[Stored data]
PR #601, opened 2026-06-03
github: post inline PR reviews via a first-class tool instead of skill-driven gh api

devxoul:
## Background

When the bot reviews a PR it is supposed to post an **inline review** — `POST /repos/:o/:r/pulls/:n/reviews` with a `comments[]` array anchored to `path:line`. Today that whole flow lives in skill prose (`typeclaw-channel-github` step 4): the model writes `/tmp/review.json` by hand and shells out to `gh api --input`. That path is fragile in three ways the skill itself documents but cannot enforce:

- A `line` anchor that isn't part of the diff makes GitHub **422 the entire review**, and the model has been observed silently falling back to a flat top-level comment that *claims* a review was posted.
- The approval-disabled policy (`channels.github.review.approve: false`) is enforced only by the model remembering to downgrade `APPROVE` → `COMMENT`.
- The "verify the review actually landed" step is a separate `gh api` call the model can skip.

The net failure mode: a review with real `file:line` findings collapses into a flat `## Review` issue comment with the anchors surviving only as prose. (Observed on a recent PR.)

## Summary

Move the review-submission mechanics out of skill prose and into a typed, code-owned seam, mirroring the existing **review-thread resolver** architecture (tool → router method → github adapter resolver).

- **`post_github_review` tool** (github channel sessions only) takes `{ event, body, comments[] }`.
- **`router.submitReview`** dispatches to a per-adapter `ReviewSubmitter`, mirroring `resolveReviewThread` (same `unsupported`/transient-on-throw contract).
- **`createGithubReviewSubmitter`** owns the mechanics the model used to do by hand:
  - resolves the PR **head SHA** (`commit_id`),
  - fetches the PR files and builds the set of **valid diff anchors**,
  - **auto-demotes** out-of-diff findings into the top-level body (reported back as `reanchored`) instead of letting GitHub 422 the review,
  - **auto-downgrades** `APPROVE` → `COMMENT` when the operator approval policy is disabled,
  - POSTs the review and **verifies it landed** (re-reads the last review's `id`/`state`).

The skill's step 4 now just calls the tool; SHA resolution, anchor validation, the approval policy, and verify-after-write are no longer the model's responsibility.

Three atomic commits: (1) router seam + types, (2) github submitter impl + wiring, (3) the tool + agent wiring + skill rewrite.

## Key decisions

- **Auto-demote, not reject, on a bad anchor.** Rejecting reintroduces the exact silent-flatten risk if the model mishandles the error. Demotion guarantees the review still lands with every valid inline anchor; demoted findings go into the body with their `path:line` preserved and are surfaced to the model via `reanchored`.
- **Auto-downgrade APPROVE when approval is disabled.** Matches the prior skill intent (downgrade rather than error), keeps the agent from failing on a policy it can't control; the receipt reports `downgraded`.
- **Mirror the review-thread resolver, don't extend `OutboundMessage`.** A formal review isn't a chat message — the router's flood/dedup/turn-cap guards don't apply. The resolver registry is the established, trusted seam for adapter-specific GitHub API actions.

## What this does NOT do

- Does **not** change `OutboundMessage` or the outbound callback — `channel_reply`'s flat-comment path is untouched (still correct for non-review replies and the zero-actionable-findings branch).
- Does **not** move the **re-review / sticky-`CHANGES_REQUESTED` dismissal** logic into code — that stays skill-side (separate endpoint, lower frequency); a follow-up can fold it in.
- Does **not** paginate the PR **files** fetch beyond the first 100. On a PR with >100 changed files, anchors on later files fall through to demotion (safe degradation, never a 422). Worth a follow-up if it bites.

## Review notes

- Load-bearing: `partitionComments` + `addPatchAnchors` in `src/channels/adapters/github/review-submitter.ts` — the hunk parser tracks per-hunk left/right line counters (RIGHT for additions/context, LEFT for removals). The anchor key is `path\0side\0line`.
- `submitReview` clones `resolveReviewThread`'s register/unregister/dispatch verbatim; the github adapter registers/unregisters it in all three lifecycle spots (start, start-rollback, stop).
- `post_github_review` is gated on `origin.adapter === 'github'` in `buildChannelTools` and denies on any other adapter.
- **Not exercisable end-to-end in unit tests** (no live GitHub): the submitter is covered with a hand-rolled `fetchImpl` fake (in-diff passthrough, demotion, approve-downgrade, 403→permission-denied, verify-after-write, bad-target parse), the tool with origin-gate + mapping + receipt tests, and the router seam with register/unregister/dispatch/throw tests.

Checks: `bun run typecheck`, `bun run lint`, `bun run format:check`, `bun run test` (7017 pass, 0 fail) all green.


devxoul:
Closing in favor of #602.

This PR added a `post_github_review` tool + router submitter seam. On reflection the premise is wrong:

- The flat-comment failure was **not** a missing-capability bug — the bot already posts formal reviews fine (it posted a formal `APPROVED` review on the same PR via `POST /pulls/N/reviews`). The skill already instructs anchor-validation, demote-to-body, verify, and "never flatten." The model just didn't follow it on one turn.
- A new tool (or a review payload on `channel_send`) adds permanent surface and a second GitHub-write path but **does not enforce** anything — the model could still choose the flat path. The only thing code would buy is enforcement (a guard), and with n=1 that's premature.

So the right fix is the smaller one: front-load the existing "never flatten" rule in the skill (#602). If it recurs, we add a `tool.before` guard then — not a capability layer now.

==

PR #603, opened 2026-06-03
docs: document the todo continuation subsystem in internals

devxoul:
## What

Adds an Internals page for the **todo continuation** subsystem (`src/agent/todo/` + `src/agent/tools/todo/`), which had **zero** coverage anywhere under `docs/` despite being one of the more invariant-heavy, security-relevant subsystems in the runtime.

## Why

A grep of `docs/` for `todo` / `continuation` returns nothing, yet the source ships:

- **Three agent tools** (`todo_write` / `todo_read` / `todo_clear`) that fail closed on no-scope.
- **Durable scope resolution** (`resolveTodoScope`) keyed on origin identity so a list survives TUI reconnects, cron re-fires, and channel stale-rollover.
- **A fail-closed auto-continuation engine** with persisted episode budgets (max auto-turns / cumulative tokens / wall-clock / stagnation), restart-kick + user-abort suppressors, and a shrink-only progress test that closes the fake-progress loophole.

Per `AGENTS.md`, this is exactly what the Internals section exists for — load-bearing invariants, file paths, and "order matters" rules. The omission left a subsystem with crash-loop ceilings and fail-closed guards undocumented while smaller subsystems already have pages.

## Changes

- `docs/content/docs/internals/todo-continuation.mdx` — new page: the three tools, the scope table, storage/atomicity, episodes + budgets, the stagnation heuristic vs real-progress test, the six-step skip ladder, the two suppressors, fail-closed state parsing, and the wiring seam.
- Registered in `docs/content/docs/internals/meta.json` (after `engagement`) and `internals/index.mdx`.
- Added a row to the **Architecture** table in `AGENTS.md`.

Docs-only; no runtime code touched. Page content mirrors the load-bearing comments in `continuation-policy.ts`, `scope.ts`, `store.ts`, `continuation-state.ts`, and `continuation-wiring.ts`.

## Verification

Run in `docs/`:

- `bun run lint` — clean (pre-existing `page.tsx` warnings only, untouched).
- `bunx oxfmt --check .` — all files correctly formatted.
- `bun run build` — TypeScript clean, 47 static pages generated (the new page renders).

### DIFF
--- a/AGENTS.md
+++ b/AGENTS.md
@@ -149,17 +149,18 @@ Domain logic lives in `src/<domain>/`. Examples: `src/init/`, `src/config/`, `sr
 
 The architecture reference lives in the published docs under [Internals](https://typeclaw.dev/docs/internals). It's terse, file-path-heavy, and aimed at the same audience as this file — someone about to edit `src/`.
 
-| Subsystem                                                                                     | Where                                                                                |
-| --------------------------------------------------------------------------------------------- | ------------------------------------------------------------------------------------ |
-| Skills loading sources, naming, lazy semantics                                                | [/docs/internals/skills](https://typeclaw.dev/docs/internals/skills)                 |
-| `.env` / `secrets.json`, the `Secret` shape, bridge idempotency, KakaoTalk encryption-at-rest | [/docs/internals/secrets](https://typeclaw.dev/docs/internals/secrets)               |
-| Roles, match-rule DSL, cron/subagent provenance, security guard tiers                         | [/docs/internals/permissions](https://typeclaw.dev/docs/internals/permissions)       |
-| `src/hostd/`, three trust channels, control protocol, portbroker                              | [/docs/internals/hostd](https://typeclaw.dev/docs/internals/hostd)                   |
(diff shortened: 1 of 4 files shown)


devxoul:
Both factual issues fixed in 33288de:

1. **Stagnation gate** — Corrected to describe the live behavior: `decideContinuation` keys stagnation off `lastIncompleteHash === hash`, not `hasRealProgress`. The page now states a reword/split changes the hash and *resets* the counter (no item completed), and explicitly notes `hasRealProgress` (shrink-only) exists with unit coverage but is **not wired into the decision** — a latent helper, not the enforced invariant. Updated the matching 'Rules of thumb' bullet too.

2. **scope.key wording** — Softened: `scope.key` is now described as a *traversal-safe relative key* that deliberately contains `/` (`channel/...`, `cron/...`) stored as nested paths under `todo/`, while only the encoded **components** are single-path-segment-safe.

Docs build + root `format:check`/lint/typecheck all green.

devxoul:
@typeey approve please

WHAT IS EXPECTED >> Could you return exactly the lines above from the line with "- resolves the" to the line with "- POSTs the", both included, and nothing else?

REPLY TO THE TASK >>
  - resolves the PR **head SHA** (`commit_id`),
  - fetches the PR files and builds the set of **valid diff anchors**,
  - **auto-demotes** out-of-diff findings into the top-level body (reported back as `reanchored`) instead of letting GitHub 422 the review,
  - **auto-downgrades** `APPROVE` → `COMMENT` when the operator approval policy is disabled,
  - POSTs the review and **verifies it landed** (re-reads the last review's `id`/`state`).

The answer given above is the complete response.